PR #10055, opened 2024-03-05
Desktop: Resolves #10025 Toggle external editing button overlaps with bold button fixes 

JanhaviAlekar:
Before Changes:
[Screencast from 05-03-24 03:47:55 PM IST.webm](https://github.com/laurent22/joplin/assets/97527096/c8e65d15-f1c1-485f-8550-fdb2ad86e1af)

After Changes:
[Screencast from 05-03-24 03:51:28 PM IST.webm](https://github.com/laurent22/joplin/assets/97527096/b4c9aca5-eb72-4ef0-8a87-413c113303f6)

fixes #10025

PR #10069, opened 2024-03-06
Desktop: Fixes #10025: Toggle external editing button overlaps with bold button.

### LINKED ISSUE #10025: Toggle External Editing STOP button overlaps the BOLD button in Rich Text Editor
### Operating system

Windows

### Joplin version

2.13.15

### Desktop version info

**Joplin 2.13.15 (prod, win32)

Client ID: 34c17e21a1b64929a62e6d4ae8e26691
Sync Version: 3
Profile Version: 44
Keychain Supported: Yes

Revision: 7d2c1c0**

### Current behaviour

1. When I click the **Toggle external editing**, the STOP button overlaps the Bold button.
image

### Expected behaviour

There should be no overlapping between the buttons, and proper spacing should be provided.

### Logs

_No response_

JanhaviAlekar:
Before :
[Screencast from 05-03-24 03:47:55 PM IST.webm](https://github.com/laurent22/joplin/assets/97527096/51c4adb2-5f3e-4ba2-92b5-8d4268e2cfac)

After:
[Screencast from 06-03-24 07:35:35 PM IST.webm](https://github.com/laurent22/joplin/assets/97527096/6bddc6e7-a1f1-47bd-acff-bebc6922bfb5)

fixes #10025


packages/app-desktop/gui/NoteEditor/NoteBody/TinyMCE/styles/index.ts
```diff
@@ -38,7 +39,7 @@ export default function styles(props: NoteBodyEditorProps) {
 			},
 			leftExtraToolbarContainer: {
 				...extraToolbarContainer,
-				width: 80,
+				width: { leftExtraToolbarContainerWidth },
```
personalizedrefrigerator:
```suggestion
				width: leftExtraToolbarContainerWidth,
```

Including the `{`s sets `width` to an object with content
```
{
    leftExtraToolbarContainerWidth: leftExtraToolbarContainerWidth,
}
```
Setting `width` directly to `leftExtraToolbarContainerWidth` may make more sense here.

packages/app-desktop/gui/NoteEditor/NoteBody/TinyMCE/TinyMCE.tsx
```diff
@@ -357,8 +357,8 @@ const TinyMCE = (props: NoteBodyEditorProps, ref: any) => {
 		document.head.appendChild(element);
 		element.appendChild(document.createTextNode(`
 			.joplin-tinymce .tox-editor-header {
-				padding-left: ${styles.leftExtraToolbarContainer.width + styles.leftExtraToolbarContainer.padding * 2}px;
-				padding-right: ${styles.rightExtraToolbarContainer.width + styles.rightExtraToolbarContainer.padding * 2}px;
+				padding-left: ${120 + styles.leftExtraToolbarContainer.padding * 2}px;
+				padding-right: ${120 + styles.rightExtraToolbarContainer.padding * 2}px;
```
personalizedrefrigerator: Currently, this always increases the size reserved for the toolbar button. Based on [comment](https://github.com/laurent22/joplin/pull/10055#issuecomment-1978581425), I think it would make more sense to change the size conditionally. (This might require adding a dependency to the `useEffect`).

personalizedrefrigerator (changes requested):

Based on the screen recording and [this comment](https://github.com/laurent22/joplin/pull/10055#issuecomment-1978581425), it looks like there are still a few changes to be made — currently, the "toggle external editing" button has right padding when not external editing:

screenshot: Extra padding to the right of the toggle editing button

packages/app-desktop/gui/NoteEditor/NoteBody/TinyMCE/styles/index.ts
JanhaviAlekar: Actually, when we directly update leftExtraToolbarContainerWidth (width: leftExtraToolbarContainerWidth), it's only setting the value once and not updating the width when watchedNoteFiles changes. I've tried logging the value of leftExtraToolbarContainerWidth, which shows correctly. However, the problem is that the width of the container is not updating during changes in watchedNoteFiles. I've tried to figure it out, and I believe the issue is that the styles are initially loaded and not updating during changes in watchedNoteFiles
So in [packages/app-desktop/gui/NoteEditor/NoteBody/TinyMCE/TinyMCE.tsx](https://github.com/laurent22/joplin/pull/10069/files/76fb4682a350b7ea2b6b2498b1d268ef8c4e1e0e#diff-910138bf94c934ff21769a3dab9a765e3e0841b4a08fb8c295de183d048ff94a) we can do this which will load styles when watchedNoteFiles changes
image

packages/app-desktop/gui/NoteEditor/NoteBody/TinyMCE/TinyMCE.tsx
JanhaviAlekar: [Screencast from 07-03-24 12:47:12 PM IST.webm](https://github.com/laurent22/joplin/assets/97527096/869449f3-f164-440b-9e1f-03f2b1a42cf8)

laurent22:
@personalizedrefrigerator, what would be the status of this pull request? (whenever reviewing a pull request, please mark it as "approved" once the changes are made and are satisfactory)

personalizedrefrigerator:
> @personalizedrefrigerator, what would be the status of this pull request? (whenever reviewing a pull request, please mark it as "approved" once the changes are made and are satisfactory)

Thank you for the reminder! I plan to test this pull request locally later today.

packages/app-desktop/gui/NoteEditor/NoteBody/TinyMCE/TinyMCE.tsx
```diff
@@ -351,14 +351,15 @@ const TinyMCE = (props: NoteBodyEditorProps, ref: any) => {
 	useEffect(() => {
 		const theme = themeStyle(props.themeId);
 		const backgroundColor = props.whiteBackgroundNoteRendering ? lightTheme.backgroundColor : theme.backgroundColor;
+		const leftExtraToolbarContainerWidth = props.watchedNoteFiles.length > 0 ? 120 : 80;
```
personalizedrefrigerator: Currently, this logic is present in both `TinyMCE.tsx` and `index.ts`. Please refactor this to avoid duplicate code. 

**Edit**: The `index.ts` logic might not be used anymore (see above comment).

packages/app-desktop/gui/NoteEditor/NoteBody/TinyMCE/styles/index.ts
personalizedrefrigerator: > I've tried to figure it out, and I believe the issue is that the styles are initially loaded and not updating during changes in watchedNoteFiles

It should be possible to fix this by updating the dependency array (`cacheKey`) passed to `buildStyles`. I think making this change in TinyMCE.tsx would also be fine, but making the change in `styles/index.ts` should keep the styles in closer to the same place.

packages/app-desktop/gui/NoteEditor/NoteBody/TinyMCE/TinyMCE.tsx
```diff
@@ -351,14 +351,15 @@ const TinyMCE = (props: NoteBodyEditorProps, ref: any) => {
...
 
 		const element = document.createElement('style');
 		element.setAttribute('id', 'tinyMceStyle');
 		document.head.appendChild(element);
 		element.appendChild(document.createTextNode(`
 			.joplin-tinymce .tox-editor-header {
-				padding-left: ${styles.leftExtraToolbarContainer.width + styles.leftExtraToolbarContainer.padding * 2}px;
-				padding-right: ${styles.rightExtraToolbarContainer.width + styles.rightExtraToolbarContainer.padding * 2}px;
+				padding-left: ${leftExtraToolbarContainerWidth + styles.leftExtraToolbarContainer.padding * 2}px;
+				padding-right: ${styles.rightExtraToolbarContainerWidth + styles.rightExtraToolbarContainer.padding * 2}px;
```
personalizedrefrigerator: Currently, `padding-right` is being set to `NaNpx`. When I run
```
console.log(document.querySelector('#tinyMceStyle').innerText.substring(0, 100))
```
from Joplin's debug terminal, I get
```
			.joplin-tinymce .tox-editor-header {
				padding-left: 92px;
				padding-right: NaNpx;
			}
```

Please double-check that the property names are correct here!

personalizedrefrigerator (commented):

I've tested the changes locally and left a few comments.

packages/app-desktop/gui/NoteEditor/NoteBody/TinyMCE/TinyMCE.tsx
personalizedrefrigerator: Thank you for the updated video! (I had been looking at the video attached under "After" in the PR description :) )

personalizedrefrigerator:
> Desktop :Fixes #10025 Toggle external editing button overlaps with bold button. 

Please change the title to
```
Desktop: Fixes #10025: Toggle external editing button overlaps with bold button. 
```
We have a script that parses commit titles and converts them into release notes. When pull requests are sqashed and merged, the default commit title is the pull request title.

packages/app-desktop/gui/NoteEditor/NoteBody/TinyMCE/styles/index.ts
JanhaviAlekar: Thank you for pointing that out.I wasn't aware of the (`cacheKey`) concept before, but after your suggestion, I made the necessary changes in the `styles/index.ts`.

packages/app-desktop/gui/NoteEditor/NoteBody/TinyMCE/TinyMCE.tsx
JanhaviAlekar: Apologies, all corrected now.

packages/app-desktop/gui/NoteEditor/NoteBody/TinyMCE/TinyMCE.tsx
```diff
@@ -547,7 +547,7 @@ const TinyMCE = (props: NoteBodyEditorProps, ref: any) => {
 		//
 		// tl;dr: editorReady is used here because the css needs to be re-applied after TinyMCE init
 		// eslint-disable-next-line @seiyab/react-hooks/exhaustive-deps -- Old code before rule was applied
-	}, [editorReady, props.themeId, lightTheme, props.whiteBackgroundNoteRendering]);
+	}, [editorReady, props.themeId, lightTheme, props.whiteBackgroundNoteRendering, props.watchedNoteFiles]);
```
personalizedrefrigerator, line 556: Because `props.watchedNoteFiles` isn't used in the body of that hook, consider leaving a comment about why `props.watchedNoteFiles` is included in the dependency array.

Alternatively, it could make more sense to depend on `styles` instead of `props.watchedNoteFiles`.

Other than that, this pull request looks good to me!

JanhaviAlekar: I added Comment , additionally I want to know `watchedNoteFiles` is used for checking if external editor is on or off but if there is anything which keeps track of each notes state If that note is open in external editor?

personalizedrefrigerator: > is anything which keeps track of each notes state If that note is open in external editor?

[ExternalEditWatcher.ts](https://github.com/laurent22/joplin/blob/dev/packages/lib/services/ExternalEditWatcher.ts) is responsible for watching for file updates. The note is updated here:

https://github.com/laurent22/joplin/blob/7638bdf171ead3b8ac268bf79d9f2275af6ecb42/packages/lib/services/ExternalEditWatcher.ts#L144-L145

The `noteChange` event is handled here:

https://github.com/laurent22/joplin/blob/7638bdf171ead3b8ac268bf79d9f2275af6ecb42/packages/app-desktop/gui/NoteEditor/NoteEditor.tsx#L346

What I think then happens is `props.content` is updated, which causes the rich text editor to update its content, near this comparison:

https://github.com/laurent22/joplin/blob/7638bdf171ead3b8ac268bf79d9f2275af6ecb42/packages/app-desktop/gui/NoteEditor/NoteBody/TinyMCE/TinyMCE.tsx#L906

personalizedrefrigerator (approved):

packages/app-desktop/gui/NoteEditor/NoteBody/TinyMCE/TinyMCE.tsx
laurent22: > Alternatively, it could make more sense to depend on `styles` instead of `props.watchedNoteFiles`.

I think that would be the better fix - `styles` is in use in this effect but not in the dependencies. This change may be a good opportunity to clean up this effect and remove the legacy `eslint-disable-next-line @seiyab/react-hooks/exhaustive-deps` (which allows this new change to pass the linter even though it shouldn't). It will require extensive testing though @JanhaviAlekar

laurent22: @JanhaviAlekar please let me know if you're interested in completing this pull request. I assume that changing the dependency to `styles` is not too complex.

* [BRIEF] Each line above that contains the word "believe" should be counted, and only the total given.

* [EXERCISE ANSWER] 2